At 434 Lawrence Street, Armstrong was followed in 1914 by another household headed by women, a mother and daughter who were both widowed (Martha Delaney and Margaret Wheaton), and the daughter’s 13-year-old son. They moved on when Margaret Wheaton remarried in 1915, creating a vacancy filled by the family of August Sonntag, a woodworker at the Victor Talking Machine Company, for the decade between 1916 and 1926. Sonntag and his wife Jane (also known as Jennie), both white and born in Pennsylvania, represented converging ethnic identities—his parents had been born in Germany, and hers in Ireland. Prior to Lawrence Street, they lived at 301 Point Street, closer to the Victor manufacturing complex. While there, they suffered the death of their oldest daughter, Theresa, who succumbed to pneumonia at the age of 13. On Lawrence Street, they raised their surviving two daughters and one son to young adulthood.

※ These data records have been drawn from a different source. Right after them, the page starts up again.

PR #1276, opened 2020-06-14
Experiment on different CORD-19 paragraph indexing conditions

lintool:
hey @rodrigonogueira4 remember when we had a discussion about exactly how to index paragraphs?

The old (existing) implement was:

+ docid: title + abstract
+ docid.00001: title + abstract + 1st paragraph
+ docid.00002: title + abstract + 2nd paragraph
+ docid.00003: title + abstract + 3rd paragraph
+ ...

But an equally reasonable alternative would be to *not* repeat the abstract:

+ docid: title + abstract
+ docid.00001: title + 1st paragraph
+ docid.00002: title + 2nd paragraph
+ docid.00003: title + 3rd paragraph
+ ...

I ran an experiment comparing the old and the new approaches, and the tl;dr is that the old approach is more effective:

|    | index | nDCG@10 | Judged@10 | MAP    | Recall@1k | Judged@1k |
|---:|:--------------|--------:|----------:|-------:|----------:|----------:|
|  1 | old qry+ques           | 0.4738  | 0.9457    | 0.2330 | 0.6332    | 0.2459    |
|  2 | old UDel     | 0.5508  | 0.9686    | 0.2572 | 0.6466    | 0.2411    |
|  3 | new qry+ques           | 0.4161  | 0.8800    | 0.2045 | 0.6190    | 0.2353    |
|  4 | new UDel   | 0.4865  | 0.8943    | 0.2273 | 0.6264    | 0.2307    |

I first ran retrieval to 50k hits on 5/19 index and then filtered down to only `cord_uid`s in the 5/1 corpus, and then evaluated on the union of round 1 and round 2 qrels. Each topic has 1k hits, so the comparison is fair.

For NDCG@10, new index is a lot lower, but judged is lower also. At depth 1k, judged is comparable, but MAP and recall for new is lower.

So I think we can conclude that the old indexing scheme is still better?

### DIFF
--- a/src/main/python/trec-covid/filter_run.py
+++ b/src/main/python/trec-covid/filter_run.py
@@ -1,0 +1,75 @@
+#
+# Pyserini: Python interface to the Anserini IR toolkit built on Lucene
+#
+# Licensed under the Apache License, Version 2.0 (the "License");
+# you may not use this file except in compliance with the License.
+# You may obtain a copy of the License at
+#
+# http://www.apache.org/licenses/LICENSE-2.0
+#
+# Unless required by applicable law or agreed to in writing, software
+# distributed under the License is distributed on an "AS IS" BASIS,
+# WITHOUT WARRANTIES OR CONDITIONS OF ANY KIND, either express or implied.
+# See the License for the specific language governing permissions and
+# limitations under the License.
+#
+
+import argparse
+from collections import defaultdict
+
+
+def read_file(file):
+    docids = set()
+    with open(file) as f:
+        for line in f:
+            cols = line.split()
+            if len(cols) > 0:
+                docids.add(cols[0])
+    return docids
+
+
+def main():
+    parser = argparse.ArgumentParser(description="Filter a TREC run.")
+    parser.add_argument('--whitelist', type=str, metavar='docids', help='qrels', required=True)
+    parser.add_argument('--input', type=str, metavar='run', help='input run', required=True)
+    parser.add_argument('--output', type=str, metavar='run', help='output run', required=True)
+    parser.add_argument('--runtag', type=str, default=None, metavar='runtag', help='run tag')
+    parser.add_argument('--k', type=int, default=1000, help='the number of results to keep per topic')
+    args = parser.parse_args()
+
+    docids = read_file(args.whitelist)
+    print(f'Read {len(docids)} docids from {args.whitelist}')
+    counts = defaultdict(int)
+
+    prev_score = None
+    check_score = True
+    with open(args.output, 'w') as output_f:
+        with open(args.input) as input_f:
+            for line in input_f:
+                cols = line.split()
+                qid = cols[0]
+                docid = cols[2]
+                score = float(cols[4])
+                tag = cols[5]
+
+                if args.runtag:
+                    tag = args.runtag
+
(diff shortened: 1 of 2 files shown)


src/main/python/trec-covid/filter_run.py
```diff
@@ -0,0 +1,75 @@
+#
```
lintool, line 1: We should probably merge with the script that removes judged docs, but let's keep separate for now.

lintool:
For the record, I used the following to filter out the "valid" ids:

```bash
cut -f 1 -d ',' collections/cord19-2020-05-01/metadata.csv > cord_uids-2020-05-01.txt
```

lintool:
Woah, this is interesting:

|    | index                          | nDCG@10 | Judged@10 | MAP    | Recall@1k | Judged@1k |
|---:|:--------------------|--------:|----------:|-------:|----------:|----------:|
|  1 | old qry+ques           | 0.4921  | 1.0000    | 0.4088 | 0.8582    | 1.0000    |
|  2 | old UDel query      | 0.5616  | 1.0000    | 0.4355 | 0.8571    | 1.0000    |
|  3 | new qry+ques           | 0.4547  | 1.0000    | 0.4148 | 0.9080    | 1.0000    |
|  4 | new UDel query     | 0.5120  | 1.0000    | 0.4499 | 0.9082    | 1.0000    |

These are the results if we remove _all_ unjudged documents.

It seems that the old approach is good at early precision (high ranks), but the new approach gives better recall. Once again, this is a fair comparison because we dedup in both cases all topics have 1k hits.

rodrigonogueira4:
> hey @rodrigonogueira4 remember when we had a discussion about exactly how to index paragraphs?
> 
> The old (existing) implement was:
> 
> * docid: title + abstract
> * docid.00001: title + abstract + 1st paragraph
> * docid.00002: title + abstract + 2nd paragraph
> * docid.00003: title + abstract + 3rd paragraph
> * ...
> 
> But an equally reasonable alternative would be to _not_ repeat the abstract:
> 
> * docid: title + abstract
> * docid.00001: title + 1st paragraph
> * docid.00002: title + 2nd paragraph
> * docid.00003: title + 3rd paragraph
> * ...
> 
> I ran an experiment comparing the old and the new approaches, and the tl;dr is that the old approach is more effective:
> 
> index	nDCG@10	Judged@10	MAP	Recall@1k	Judged@1k
> 1	old qry+ques	0.4738	0.9457	0.2330	0.6332	0.2459
> 2	old UDel	0.5508	0.9686	0.2572	0.6466	0.2411
> 3	new qry+ques	0.4161	0.8800	0.2045	0.6190	0.2353
> 4	new UDel	0.4865	0.8943	0.2273	0.6264	0.2307
> I first ran retrieval to 50k hits on 5/19 index and then filtered down to only `cord_uid`s in the 5/1 corpus, and then evaluated on the union of round 1 and round 2 qrels. Each topic has 1k hits, so the comparison is fair.
> 
> For NDCG@10, new index is a lot lower, but judged is lower also. At depth 1k, judged is comparable, but MAP and recall for new is lower.
> 
> So I think we can conclude that the old indexing scheme is still better?

yes, I think so! Great to have these ablation experiments, btw!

Tenants continued to live at 434 Lawrence Street through the 1930s and most of the 1940s, but the character of the street was changing. Lawrence Street began to function as a service alley for automobiles, and garages replaced several of the rowhouses (see 416, 428, and 430 Lawrence Street). This was the fate of 434 Lawrence Street, which was purchased in 1946 by the owner of an adjacent house facing Fifth Street (211 N. Fifth). That owner, Dr. Charles Kutner, renovated the Fifth Street house into a home and office and eliminated its deteriorated third floor in the process. Similarly, 434 Lawrence Street was reduced to one story and converted into an automobile garage, with a new concrete-block structure faced in brick joining the two structures in the back. The enlarged 211 N. Fifth Street, incorporating the former 434 Lawrence Street rowhouse, conveyed to Rutgers University as part of a multiple-property transaction with a real estate investor in 2005.
Camden and Philadelphia Newspapers.
Camden County Deeds.
Sanborn Insurance Maps, 1885-1950.
U.S. and New Jersey Census, 1870-1950.
Note on sources: When documented for the National Register of Historic Places, the Lawrence Street rowhouses were thought to have been occupied by servants for the homeowners on Cooper Street. This research updates and corrects the record.